A statistical study was performed on a set of proteins which adopt the four-alpha-helical-bundle tertiary motif in order to determine amino acid occurrences at helix-capping and loop positions. Eight X-ray crystal structures from the Brookhaven Protein Data Bank (PDB) were examined and N", N', Ncap, Ccap, C' and C" residues were assigned. In addition, a set of 55 protein sequences for the analogous proteins from different strains and species was taken from the Protein Information Resource and Swiss-Prot databanks. The residues at the capping and loop positions in this expanded data set were deduced by aligning these sequences with those from the PDB files.
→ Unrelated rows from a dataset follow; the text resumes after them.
Issue #289, opened 2015-02-27
Heads up: large incompatible V8 API changes coming up


bnoordhuis:
https://code.google.com/p/v8/issues/detail?id=3929

https://groups.google.com/forum/#!topic/v8-users/gQVpp1HmbqM - outlines the changes.

Some of the changes already landed upstream and will land in io.js in two or three months.

kkoopa:
Oh my. Again?

kkoopa:
I wonder if these maybe monads can be backported to the old API somehow. It would probably be the nicer option.

kkoopa:
kkoopa/nan@c66082dee22375c65cbd2563a4457cf7fb7eeac5

kkoopa:
Made a small list of major changes so far in v8 4.3, it is not exhaustive. All of these have been adapted to return `Maybe`s.
```c++
Script::Compile
Script::Run
Script::CompileUnbound

Value::Converters
Value::Equals

String Factory Methods

Object::Mostly Everything

Array::CloneElementAt

Function::NewInstance
Function::Call

Date::New

RegExp::New

FunctionTemplate::GetFunction

ObjectTemplate::NewInstance

TryCatch::StackTrace
```
and then IdleNotification was renamed and changed its argument `bool IdleNotification(int idle_time_in_ms) --> bool IdleNotificationDeadline(double deadline_in_seconds)`

kkoopa:
Having looked at the necessary changes as of latest 4.3, it does not make sense to backport the `Maybe` types. It is easier to just unwrap the necessary return values for new versions that use maybe types internally. No v8 functions seem to accept `MaybeLocal<T>` or `Maybe<T>` as arguments, so the whole system seems quite broken. You always end up wanting to unwrap.

domenic:
> You always end up wanting to unwrap.

Sure, but you want to unwrap and decide for yourself how to handle the None case, right? Instead of #310, which just calls `.ToLocalChecked()` always.

There are a number of issues opened on Chromium where incorrect `.ToLocalChecked()` changes cause crashes. It seems better if nan does not automatically encourage this buggy style.

kkoopa:
I thought of emulating old behavior, not doing a check in the conversion, essentially getting rid of the new API altogether by making it conform to the old. But, if this is too restrictive, the other alternative is backporting the new API, as I originally did https://github.com/kkoopa/nan/commit/c66082dee22375c65cbd2563a4457cf7fb7eeac5.

[...]

PR #317, opened 2015-04-21
Backported Maybe types from V8 v4.3

kkoopa:
This is the alternative solution to #289.
Currently forces the empty `String` constructor to return `NanMaybeLocal<String>`.

Now `NanNew<T>` will return a `NanMaybeLocal<T>` for some `T` (`NanBoundScript`, `NanUnboundScript`, `Date`, `RegExp` and `String`). For the convenience overload `NanNew(...)`, this thus only applies to the `String` types. This seems a little clumsy. Should the convenience method do `NanMaybeLocal::ToLocalChecked()`?


kkoopa:
Closing for new PR targeted at next.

Similar trends were observed in the two data sets. In general, polar residues were predominant in the loops, although aromatic residues were also fairly common. Glycine, a highly flexible residue with an excellent 'helix-breaking' ability, was very common at the Ccap, C' and C" residues. Proline, which can force sharp turns in the direction of a peptide backbone, was only common at the N" residue. Residues which can participate in the N-capping box motif were found with high frequency. Capping motifs at the helix C-termini (Schellman and alphaL motifs) were also somewhat common, while another helix N-terminal stabilizing motif, the hydrophobic stable, was not common. The data presented in this study should prove useful for applying the 'consensus residue' approach to the de novo design of loop regions in helical bundle proteins.